Exercise requirements ::
Looking at the material below, work out how many of its lines hold the string "business". Give that figure alone.

Input records ::
PR #942, opened 2026-07-31
Add secrets config: ignore/only paths, gitignore, generated files, max file size

MikaYuoadas:
## What

Splits `CliConfiguration` into `SastConfiguration`, and `SecretsConfiguration`, breaks `main()` into per-product functions, and gives secrets its own independent configuration-file parser. Adds four `secrets.global-config` options, mirroring the existing `sast` schema:

```yaml
schema-version: v1.5
secrets:
  global-config:
    ignore-paths:
      - "vendor/**"
    only-paths:
      - "src/**"
    use-gitignore: false
    ignore-generated-files: false
    max-file-size-kb: 500
```

## Why

Previously SAST's file-selection settings (paths, gitignore, generated-files, size limits) could silently apply to secrets scanning too, since both products shared one configuration struct and one file-selection code path. There was also no way to configure secrets scanning at all.

## Behavior

- SAST and secrets each build their own file selection and read their own configuration-file section, an invalid section for a disabled product is never even parsed, so it can't fail the other product's scan.
- Git-history secret scanning now uses secrets' own `max-file-size-kb` instead of SAST's (default limit 10MB)
- This groundwork will make it easier to eventually fork the binary into separate SAST-only and secrets-only codebases.


crates/bins/src/bin/datadog-static-analyzer-git-hook.rs
```diff
@@ -425,27 +465,63 @@ fn main() -> Result<()> {
...
+        let platform = initialize_v8(run_config.get_num_threads() as u32);
         _ = v8.insert(platform)
     }
 
     // This must be called _after_ `initialize_v8` (otherwise, PKU-related segfaults on Linux will occur).
     // Stack size is set explicitly to 64MB for the dd-sds scanner's regex matching depth.
     rayon::ThreadPoolBuilder::new()
-        .num_threads(configuration.get_num_threads())
+        .num_threads(run_config.get_num_threads())
         .build_global()?;
```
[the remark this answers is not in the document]
MikaYuoadas: Not changed or introduced by this PRs.

crates/bins/src/bin/datadog-static-analyzer.rs
```diff
@@ -386,343 +463,382 @@
...
+        .iter()
+        .unique_by(|v| v.rule_name.as_str())
+        .count();
+
+    let secrets_duration = secrets_start.elapsed().as_secs_f64();
+
+    println!("Secrets Summary");
+    println!("  Files scanned: {}", secrets_files.len());
+    println!("  Files with secrets: {}", files_with_secrets);
+    println!("  Total secrets: {}", nb_secrets_found);
```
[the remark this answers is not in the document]
MikaYuoadas: `nb_secrets_found` is the secrets scanner output results, not an actual secrets that should be redacted. Not an issue

crates/bins/src/git_history.rs
```diff
@@ -75,13 +78,18 @@ fn collect_head_blob_paths(repo: &Repository) -> HashSet<(Oid, String)> {
...
+    let secrets_rules = &secrets_config.rules;
     let sds_scanner =
-        build_sds_scanner(secrets_rules, config.use_debug).map_err(|e| anyhow::anyhow!(e))?;
-    let max_blob_bytes = (config.max_file_size_kb * 1024) as usize;
+        build_sds_scanner(secrets_rules, run_config.use_debug).map_err(|e| anyhow::anyhow!(e))?;
+    // Unbounded unless the user opts into a limit via secrets' own `max-file-size-kb`.
+    let max_blob_bytes = secrets_config
+        .max_file_size_kb
+        .map(|kb| kb as usize * 1024)
+        .unwrap_or(usize::MAX);
```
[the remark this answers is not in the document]
MikaYuoadas: It’s "silently" puting a limit in the petabytes to a single file. I think we should be fine...

crates/bins/src/bin/datadog-static-analyzer-git-hook.rs
```diff
@@ -9,24 +9,27 @@ use cli::constants::{
...
 use common::analysis_options::AnalysisOptions;
-use common::model::diff_aware::DiffAware;
 use datadog_static_analyzer::{secret_analysis, static_analysis};
 use getopts::Options;
 use git2::Repository;
 use itertools::Itertools;
 use kernel::analysis::ddsa_lib::v8_platform::{initialize_v8, Initialized, V8Platform};
 use kernel::classifiers::ArtifactClassification;
 use kernel::config::common::{ConfigMethod, PathConfig};
-use kernel::config::file_v1;
```
jasonforal, line 29: Please don't change the import to remove this qualifier. It's done to disambiguate from a "legacy" config.

crates/static-analysis-kernel/src/rule_config.rs
```diff
@@ -16,15 +16,16 @@ pub struct RuleConfigProvider {
 }
 
 impl RuleConfigProvider {
-    pub fn from_config(cfg: &file_v1::ConfigFile) -> RuleConfigProvider {
+    /// Builds a provider from SAST's own configuration section. Secrets doesn't have (or need)
+    /// an equivalent, since it doesn't support per-rule path/argument/severity overrides.
+    pub fn from_config(sast_config: Option<&file_v1::SastConfig>) -> RuleConfigProvider {
```
jasonforal: Please don't change the function signature to accept an `Option<T>`. It's a code smell

By doing this, you are encoding business logic ("doesn't support per-rule path/argument/severity overrides") into a `RuleConfigProvider`, which shouldn't know anything about that.

If you need to split these two, change it to `from_sast_config`, and add `from_secrets_config`.

crates/cli/src/config_file.rs
```diff
@@ -56,12 +96,18 @@ fn get_local_config(base_path: &Path) -> anyhow::Result<Option<(file_v1::ConfigF
 /// - If the user is a Datadog user (e.g. with API keys), we fetch the remote configuration
 ///   and merge it
 /// - If not, we just return the configuration
+///
+/// `parse_sast`/`parse_secrets` should match whether each product is enabled: a product's
+/// section is only ever read and validated when that product is enabled. An invalid section for
+/// a disabled product never causes a failure, because it's never parsed at all.
 pub fn get_config(
```
jasonforal, line 122: Hmm, we're separating some functions but not others...it doesn't feel consistent. The code smell here is needing to thread `parse_sast` and `parse_secrets` in as parameters.

Why not `get_config(...) -> Result<(String, ConfigMethod)>`? Small, contained

And then the consumer can do whatever they want with the (merged) config yaml

crates/cli/src/config_file.rs
```diff
@@ -209,8 +286,41 @@ sast:
...
                 fs::write(&file_path, content).unwrap();
-                assert!(get_local_config(test_dir.path()).unwrap().is_none());
+                assert!(get_local_config(test_dir.path(), true, false)
+                    .unwrap()
+                    .is_none());
             }
         }
     }
+
+    /// Secrets' own `global-config.ignore-paths`/`only-paths` are parsed independently of SAST.
```
jasonforal: Not sure I fully understand this test, but if the intent is to ensure

> Secrets' own `global-config.ignore-paths`/`only-paths` are parsed independently of SAST.

This doesn't do that. It's only checking `secrets`. I would expect such a test to include both `secrets` and `sast`.

But I am not sure I understand the point of it -- the type system already guarantees this statically, no?

crates/cli/src/model/cli_configuration.rs
```diff
@@ -74,31 +51,40 @@ impl DiffAware for CliConfiguration {
             self.ignore_gitignore,
             rules_string.join(","),
             self.max_file_size_kb,
-            self.source_subdirectories.join(","),
```
jasonforal, line 77: Why remove this?

crates/bins/src/git_history.rs
jasonforal: Seems like a footgun. Why not have a sensible default?

crates/cli/src/config_file.rs
```diff
@@ -6,10 +6,31 @@ use crate::datadog_utils::{
...
 use kernel::config::{file_legacy, file_v1};
 use kernel::utils::decode_base64_string;
+use secrets::config::file_v1::SecretsConfig;
 use std::path::Path;
 
+/// SAST's and secrets' configuration, read independently of one another from the same
+/// underlying configuration file: each product owns its own parser, so an invalid section in
+/// one never affects the other.
+#[derive(Debug, Clone, Default, PartialEq)]
+pub struct ConfigFile {
```
jasonforal: Why have this? If the intent is that the products exist independently of each other, then I'm not sure why we'd want to keep them together like this

crates/cli/src/file_utils.rs
```diff
@@ -776,6 +793,140 @@ mod tests {
         assert_not_contains_files!(&base_path, files, ["src/b/main.rs", "test/a/main.rs"]);
     }
 
+    // Two products with different `ignore_gitignore` settings must get independent results:
```
jasonforal: I don't know off the top of my head, but where did we used to test all this behavior? This just seems like a surprising amount of tests for what is a refactor. (Possible I missed where these used to be)

Also

> // Two products with different `ignore_gitignore` settings must get independent results:

That's not what's being tested. Is this just an LLM-prompt-leaking-into-code-thing or what was the intent here?

crates/bins/src/bin/datadog-static-analyzer-git-hook.rs
MikaYuoadas: I’m not sure what you mean.
IIUC you meant keeping `use kernel::config::file_v1` instead of things like `use kernel::config::file_v1::SastConfig;` so usage in the code are prefixed with `file_v1` (e.g. here `file_v1::SastConfig`?

If so, I’ve made sure all sast config import use the first one to keep the prefix.

crates/static-analysis-kernel/src/rule_config.rs
MikaYuoadas: Agreed 👍 
I added `from_sast_config(&file_v1::SastConfig)` without the `Option` to explicitely show it’s SAST-related, but I did not add a `from_secrets_config()`, as Secrets has no per-rule path, argument or severity overrides, it would be a dead constructor.

crates/cli/src/config_file.rs
MikaYuoadas: Done!

Now `get_config()` just returns the content and parses nothing, so each binary parses only the products it has enabled.

One consequence of this refactor is that schema dispatch now follows the document's schema-version key through `parse_any_schema_yaml()` instead of the file's name (like what the kernel, the server crate and the IDE path were already doing).
This means a `code-security.datadog.yaml` file holding a legacy-shaped config would now parses as legacy, and a `static-analysis.datadog.yaml` that sets `schema-version: v1.0` now parses as v1.

crates/cli/src/config_file.rs
MikaYuoadas: Yes, indeed the comment was no longer matching the code after a few rebase and refactor I did. 😞

I have deleted it, the parsing itself is already covered in the secrets crate.

crates/bins/src/git_history.rs
MikaYuoadas: Agreed! I left it at that because previously Secrets file size was just unbounded.
I made the default 10MB instead of 200kB like SAST because we may have larger file containing secrets (maybe notebook, plan file, etc... that can be quite large).

crates/cli/src/config_file.rs
MikaYuoadas: Agreed, I removed it and each product has its own independant struct.

crates/cli/src/file_utils.rs
MikaYuoadas: I added a few test (I counted 15): some to make sure I didn’t break anything during the refactor, and a few to test the new parse path for secrets.

As for the comments, they indeed fell out of sync with the actual cost so I updated them (it’s only testing both product parse path, not that they don’t "leak" into one another).

crates/cli/src/model/cli_configuration.rs
MikaYuoadas: It’s not really removed, `source_subdirectories` is still in the final digest (see `generate_full_diff_aware_digest()`) but we couldn’t access it from `SastConfiguration` as it now as been moved to `RunConfiguration` struct instead.

crates/cli/src/config_file.rs
jasonforal: Ah, we can't introduce a regression here. What about having `get_local_config` return the matched file path and then repurpose the existing logic instead of using `parse_any_schema_yaml`?

crates/cli/src/model/sast_configuration.rs
```diff
@@ -74,31 +51,40 @@ impl DiffAware for CliConfiguration {
...
     }
 }
 
-impl CliConfiguration {
-    pub fn get_num_threads(&self) -> usize {
-        get_num_threads_to_use(self.num_cpus)
+impl SastConfiguration {
+    /// The digest actually used to identify a diff-aware run: `SastConfiguration`'s own digest plus
+    /// `RunConfiguration.source_subdirectories`, so that changing the analyzed subdirectory scope
+    /// invalidates a stale cached diff-aware result. Use this (not `SastConfiguration::generate_diff_aware_digest`
```
jasonforal: > Use this (not `SastConfiguration::generate_diff_aware_digest` directly) anywhere the digest is used to identify or cache a run

The point of the trait is encapsulation, so needing to do this is an implementation smell. Seems pretty easy to miss/forget and introduce a bug.

Seems like implementing `CliConfigurationSast` and `CliConfigurationSecrets` with each storing the `RunConfiguration` would be cleaner.

crates/cli/src/model/run_configuration.rs
```diff
@@ -0,0 +1,25 @@
...
+    pub output_format: OutputFormat, // SARIF or JSON
+    pub output_file: String,
+    pub num_cpus: usize, // of cpus to use for parallelism
+    pub use_staging: bool,
+    pub static_analysis_enabled: bool,
+    pub secrets_enabled: bool,
+}
+
+impl RunConfiguration {
+    pub fn get_num_threads(&self) -> usize {
```
jasonforal: From a design perspective, this is a bit odd. This is a struct intended to be a model, and yet this is encoding opinionated business logic.

crates/bins/src/git_history.rs
```diff
@@ -2,10 +2,13 @@
 // (pass 1), then attribute only the secret-bearing blobs back to their
 // introducing/removal commits via a single `git log` pass (pass 2).
 
-use cli::model::cli_configuration::CliConfiguration;
+use cli::model::run_configuration::RunConfiguration;
+use cli::model::secrets_configuration::SecretsConfiguration;
 use cli::sarif::sarif_utils::HistoricalSecretResult;
 use common::analysis_options::AnalysisOptions;
 use git2::{ObjectType, Oid, Repository, TreeWalkMode, TreeWalkResult};
+#[cfg(test)]
```
jasonforal: Please import this within the test mod directly rather than relying on `super::*`

crates/common/src/model/config_method.rs
```diff
@@ -0,0 +1,104 @@
+// Unless explicitly stated otherwise all files in this repository are licensed under the Apache License, Version 2.0.
```
jasonforal, line 1: I don't think we want to try to pull out this into shared code. I think in general we discussed moving towards decoupling the two implementations.

The design smell here is having a `Legacy` enum variant in `YamlSchemaVersion`, but that is purely a SAST concern.

crates/common/src/model/path_config.rs
```diff
@@ -0,0 +1,185 @@
...
+                Some(only) => only.iter().any(|pattern| pattern.matches(file_name)),
+            }
+    }
+}
+
+/// A combination of `only-paths` and `ignore-paths` fields, intended to be inlined via [`serde(flatten)`].
+#[derive(Debug, Clone, Deserialize, Serialize, Default, PartialEq, Eq)]
+#[serde(rename_all = "kebab-case")]
+#[serde(deny_unknown_fields)]
+pub struct YamlPathConfig {
```
jasonforal: `YamlPathConfig` should not be here. This is a model for a PathConfig whereas yaml is a serialization/implementation detail. They shouldn't be coupled.

I think we generally agreed the configuration file would be separate between SAST/Secrets

crates/static-analysis-kernel/src/config/file_v1.rs
```diff
@@ -347,51 +348,6 @@ impl From<YamlRuleConfig> for RuleConfig {
     }
 }
```
jasonforal, line 347: See previous

crates/cli/src/model/run_configuration.rs
MikaYuoadas: I’m not sure I follow what you mean here. What’s the opinionated business logic here? The `get_num_threads_to_use()`?
Anyway I didn’t introduce this function, it was already present on the `CliConfiguration` impl (I just split the SAST specific part to `SastConfiguration` and renamed it `RunConfiguration`).

crates/common/src/model/config_method.rs
MikaYuoadas: I agree that the `Legacy` is SAST specific, but `ConfigMethod` and `YamlSchemaVersion` are a "unified code security config" matters so it makes sense for them to be shared, doesn’t it?
I’m not sure what the right alternative would be.

crates/bins/src/git_history.rs
MikaYuoadas: Agreed, moving it 👍

crates/cli/src/config_file.rs
MikaYuoadas: Well I simply made `get_local_config` return a `ConfigFileSchema` enum with either `CodeSecurity` or `Legacy` value.
It’s then used instead of using `parse_any_schema_yaml()` by each product parsing function.

crates/common/src/model/config_method.rs
MikaYuoadas: I’ve moved `YamlSchemaVersion` back to SAST’s `crates/static-analysis-kernel/src/config/common.rs` and secret will have its own (very basic string matching) version parsing that doesn’t knows about the legacy one.
I’m not sure about `ConfigMethod`, imho it’s shared as it relates to the unified code security config mechanism (merging local vs remote config).
For now I’ve left it alone in `crates/common/src/model/config_method.rs`, let me know if you have a better idea.

crates/common/src/model/path_config.rs
MikaYuoadas: Well the name `YamlPathConfig` isn’t by me, I’ve just moved it from its initial `crates/static-analysis-kernel/src/config/file_v1.rs` location.

But I agree on the decoupling point made, so I’ve moved it back to its original location (`crates/static-analysis-kernel/src/config/file_v1.rs`) and added secret’s own copy in `crates/secrets/src/config/file_v1.rs`.

crates/bins/src/git_history.rs
MikaYuoadas: 👍 Moved it.

crates/static-analysis-kernel/src/config/file_v1.rs
MikaYuoadas: yes, I’ve moved it back here.

crates/cli/src/model/sast_configuration.rs
MikaYuoadas: I’ve created both `CliConfigurationSast` and `CliConfigurationSecrets` in their respective crate so that removes the need for this `generate_full_diff_aware_digest()` hackish wrapper.
Let me know if that’s what you had in mind.

crates/secrets/src/config/file_v1.rs
```diff
@@ -88,11 +87,21 @@ impl From<YamlSecretsConfig> for SecretsConfig {
...
+    schema_version: Option<String>,
     #[serde(default)]
     secrets: Option<serde_yaml::Value>,
 }
 
+/// Whether a schema version names a Code Security `v1.x` document.
+///
+/// Matched as a string on purpose: secrets has no legacy schema of its own, so it does not depend
+/// on SAST's schema-version type to answer this.
+fn is_code_security_v1(schema_version: &str) -> bool {
```
jasonforal: This isn't correct, though, because Secrets config wasn't introduced until `v1.5`. Up until that point, your parser should error.

Why not just copy paste `YamlSchemaVersion` from the SAST implementation and remove the code for the legacy parser?

crates/secrets/src/config/file_v1.rs
```diff
@@ -0,0 +1,310 @@
...
+
+/// The minimal top-level shape secrets needs to read out of a Code Security v1.x configuration
+/// file: the schema version (to know whether the file is a schema secrets understands) and the
+/// `secrets` section itself (left unparsed until we know whether we should validate it).
+///
+/// This deliberately does *not* `deny_unknown_fields`: this same YAML may also contain `sast`,
+/// `iac`, `sca`, `iast` keys that secrets don't care about.
+#[derive(Debug, Default, Deserialize)]
+#[serde(rename_all = "kebab-case")]
+struct TopLevel {
```
jasonforal: This breaks the schema contract. A parser _must_ reject any top level keys that aren't in the major v1 specification.

Why don't you copy/paste the SAST implementation and remove anything SAST specific? We're in a weird place now where you are mixing your own implementations with existing concepts, and I think we need to step back and re-evaluate the strategy

MikaYuoadas: I’ve made a first cleanup by just duplicating sast original file_v1.rs and common.rs to the secrets::config crate and just adapting to secret use case.

We’ll discuss later today what we want to achieve exactly in this PR.

crates/secrets/src/config/file_v1.rs
MikaYuoadas: Fixed (see next comment’s response)

crates/bins/src/bin/datadog-static-analyzer.rs
```diff
@@ -386,343 +482,374 @@ fn main() -> Result<()> {
...
+            max_file_size_kb: Some(secrets_config.max_file_size_kb),
+        },
+        args.use_debug,
+    )
+    .context("unable to get the list of files to analyze for secrets")
+}
 
+/// Initialize V8 (only needed for SAST) and the shared rayon thread pool. Must run in this
+/// order: V8 first, then the thread pool (otherwise, PKU-related segfaults on Linux will occur).
+fn build_runtime(run_config: &RunConfiguration) -> Result<Option<V8Platform<Initialized>>> {
```
jasonforal: Would you please leave the v8 initialization code completely untouched (i.e. don't move it to a separate function)?

We don't have automated test coverage for Xeon 1st/2nd gen CPUs, so I would rather not make any changes (as simple as they may seem) since the consequence is segfaults

crates/cli/src/model/run_configuration.rs
jasonforal: This is the business logic:

https://github.com/DataDog/datadog-static-analyzer/blob/501172b2b14f1c1b892e0b735bf63bb08d3547c6/crates/cli/src/utils.rs#L19-L22

At higher core counts (32+) this silently removes ~4 cores unnecessarily.

So all I was saying is that if the _caller_ wants to enforce that logic, they can do so. That is, they can call it manually themselves:
```rs
RunConfiguration { num_cpus: get_num_threads_to_use(32) }
```

 But `RunConfiguration` itself should just store whatever `num_cpus` the caller requested, NOT apply its own logic on top of the caller's request.

Just a better software design in general to keep stuff like this as "plain ol' data"

crates/secrets/src/config/file_v1.rs
```diff
@@ -416,21 +264,24 @@ pub fn parse_yaml(config_contents: &str) -> Result<YamlConfigFile, ParseError> {
...
         YamlSchemaVersion::MajorMinor((1, minor)) => {
-            let mut sast: Option<YamlSastConfig> = None;
+            let mut secrets: Option<YamlSecretsConfig> = None;
             match minor {
-                0.. => {
-                    if let Some(value) = base.sast {
-                        let config: YamlSastConfigMinor0 =
+                // The `secrets` section was introduced in v1.5. Earlier v1.x schemas have no
+                // secrets configuration to read.
+                ..5 => {}
```
jasonforal: I think this introduces a silent acceptance (but no effect) if a secrets config is passed into a v1.0 - v1.4, right?

Any fields under `secrets` from minor 0 - 4 should be rejected loudly as an error.

I think the elegant way to model this is to define a `YamlSecretsConfigMinor0` like
```rs
#[derive(Debug, Deserialize)]
#[serde(deny_unknown_fields)]
pub struct YamlSecretsConfigMinor0;
```
And then on the match arm `..5`, try to deserialize into it (which we know will always fail).

(Note that with this strategy, `YamlSecretsConfigMinor0` _doesn't_ need to go into the `YamlSecretsConfig` enum -- we're merely just using this to get all the rich error messages from serde when it rejects an unexpected field)

crates/bins/src/bin/datadog-static-analyzer.rs
MikaYuoadas: Yes, on it 👍

crates/secrets/src/config/file_v1.rs
MikaYuoadas: I added the `..5` to satisfy the compiler but indeed I didn’t realize that it meant it was now silently allowing anything to be put in the secrets section. 🤦 
That looks like an elegant way to solve that, I’ll implement it as suggested, thanks. 🙏

crates/cli/src/model/run_configuration.rs
MikaYuoadas: Ok got it.
I left it in `RunConfiguration` because it was already done that way in the old `CliConfiguration` struct.
But that’s the right moment to fix that. 👍

jasonforal (approved):

PR #943, opened 2026-08-09
Compute git-history secret fingerprints from historical blob content

MikaYuoadas:
## What

Compute the SARIF `DATADOG_FINGERPRINT` for history-only secrets (present in git history but removed at HEAD) from the historical blob content, instead of re-reading the HEAD working tree.

## Why

For a removed secret, the file or line no longer exists at HEAD, so the fingerprint came out empty and downstream deduplication dropped the finding. Sourcing it from the historical blob with the same hashing algorithm yields a stable, non-empty fingerprint so these findings open correctly.

## Testing

- New regression test verifying a history-only secret gets a non-empty fingerprint matching the HEAD algorithm.
- Existing git-history pipeline test extended to assert the attached blob content lines up with the match position.
- Build, tests, fmt, and clippy pass.

### DIFF
--- a/crates/bins/src/git_history.rs
+++ b/crates/bins/src/git_history.rs
@@ -72,7 +72,7 @@ fn collect_head_blob_paths(repo: &Repository) -> HashSet<(Oid, String)> {
 /// content for free: there is no commit or tree walk. Every unique blob is scanned
 /// (including blobs whose content also exists at HEAD): a blob present at HEAD may
 /// also live at a historical path, and HEAD exclusion is applied per-(blob, path) in
-/// pass 2. Returns the blobs that contained at least one secret, keyed by blob OID.
+/// pass 2. Returns the secrets found, keyed by blob OID.
 fn scan_all_blobs_for_secrets(
     repo: &Repository,
     cli_config: CliConfigurationSecrets<'_>,
@@ -389,6 +389,7 @@ pub fn git_history_secret_analysis(
                     inner: secret.clone_with_path(path),
                     introducing_commit_sha: introduced_at,
                     removed_at_sha: occurrence.removed_at,
+                    blob_oid: *blob_oid,
                 });
             }
         }
@@ -609,6 +610,18 @@ mod git_history_tests {
         assert!(
             results.iter().all(|x| x.inner.filename != "keep.txt"),
             "a secret still present at HEAD must not be reported as historical"
+        );
+        assert!(
+            !r.blob_oid.is_zero(),
+            "historical result must carry its blob OID"
+        );
+        let blob = repo
+            .find_blob(r.blob_oid)
+            .expect("historical blob present in ODB");
+        assert_eq!(
+            std::str::from_utf8(blob.content()).unwrap(),
+            "SECRETVALUE123\n",
+            "blob_oid must point to the historical (pre-scrub) secret content"
         );
     }
 
--- a/crates/cli/src/sarif/sarif_utils.rs
+++ b/crates/cli/src/sarif/sarif_utils.rs
@@ -30,7 +30,7 @@ use serde_sarif::sarif::{
     SarifBuilder, SuppressionBuilder, Tool, ToolBuilder, ToolComponent, ToolComponentBuilder,
 };
 
-use crate::file_utils::get_fingerprint_for_violation;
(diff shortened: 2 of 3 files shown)


crates/bins/src/git_history.rs
```diff
@@ -12,12 +12,17 @@ use secrets::scanner::{build_sds_scanner, find_secrets};
...
+use std::sync::Arc;
 
 /// Placeholder path used when scanning a raw blob whose path is not yet known.
 /// The secrets scanner only uses the filename for log/error messages, not for
 /// matching, so any stable value works here.
 const GIT_HISTORY_BLOB_PLACEHOLDER: &str = "<git-history-blob>";
 
+/// A secret-bearing blob: its decoded content (shared, since one blob fans out
+/// into many (path, match) results) alongside every secret matched in it.
+type SecretBlob = (Arc<str>, Vec<SecretResult>);
```
jasonforal: This is keeping the entire blob in memory for the entirety of the scanning process. I would imagine if a rule is prone to overmatching, this could bloat process memory very quickly.

Have you done any capacity estimation to estimate the expected worst case memory bloat this PR would introduce?

MikaYuoadas: Well I didn’t.
But looking at current usage I found 99.9% of scan with < 1000 secrets findings (a few outliers up to 8k findings), so using an average file size of 10kb we would be adding an extra 10MB memory.
But I updated the PR to instead only keep the Oid and re-read the content from the repo at the end when generating the SARIF report like the regular SAST and Secrets scan were doing.

crates/bins/src/git_history.rs
```diff
@@ -188,6 +191,9 @@ fn scan_all_blobs_for_secrets(
                 None
             } else {
                 secret_blobs.fetch_add(1, Ordering::Relaxed);
+                // Drop the blob content here: the fingerprint is derived later by
```
jasonforal: Please remove this and other LLM-y comments that are just leaking iteration prompt (like `"The blob content itself is intentionally not retained:"` from the function's doc comment)

Just adds noise

jasonforal, line 194: Please remove this and other LLM-y comments that are just leaking the iteration prompt (like `"The blob content itself is intentionally not retained:"` from the function's doc comment)

Just adds noise

crates/cli/src/sarif/sarif_utils.rs
```diff
@@ -778,13 +781,26 @@ fn generate_results(
...
-                        violation,
-                        Path::new(options.repository_directory.as_str()),
-                        Path::new(rule_result.slash_path_str().as_ref()),
-                        options.debug,
-                    );
+                    let fingerprint_option = match historical {
+                        Some(h) => options.git_repo.as_ref().and_then(|repo| {
+                            let odb = repo.odb().ok()?;
+                            let blob = odb.read(h.blob_oid).ok()?;
+                            let content = String::from_utf8_lossy(blob.data());
```
jasonforal, line 788: This is introducing a behavior regression -- previously, `get_fingerprint_for_violation` would ignore files that aren't valid UTF-8:

https://github.com/DataDog/datadog-static-analyzer/blob/69ccd4839ca270364afe3e41c9e630e54ba3d039/crates/cli/src/file_utils.rs#L409-L417

However, here, you are doing a lossy conversion. If this isn't handled consistently elsewhere in the codebase, (which I imagine it isn't), this will introduce subtle bugs like silently shifting column numbers.

What is the Secrets product's stance on non UTF-8?

crates/bins/src/git_history.rs
MikaYuoadas: Agreed, I didn’t scrub it enough, I did a more thorough cleanup pass. 🧹

crates/cli/src/sarif/sarif_utils.rs
MikaYuoadas: Hmmm, Secrets product don’t really have a stance on that afaik, it was just following along with SAST.
Anyway we shouldn’t introduce any regression here, git history scan should behave like sast and secret HEAD-scans, so I’ll keep the previous behavior and I’ll add a note to myself to revisit what we want secrets’ stance to be when we do the cli split between SAST and Secrets. 🤔

jasonforal (approved):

Solution to the problem ::
4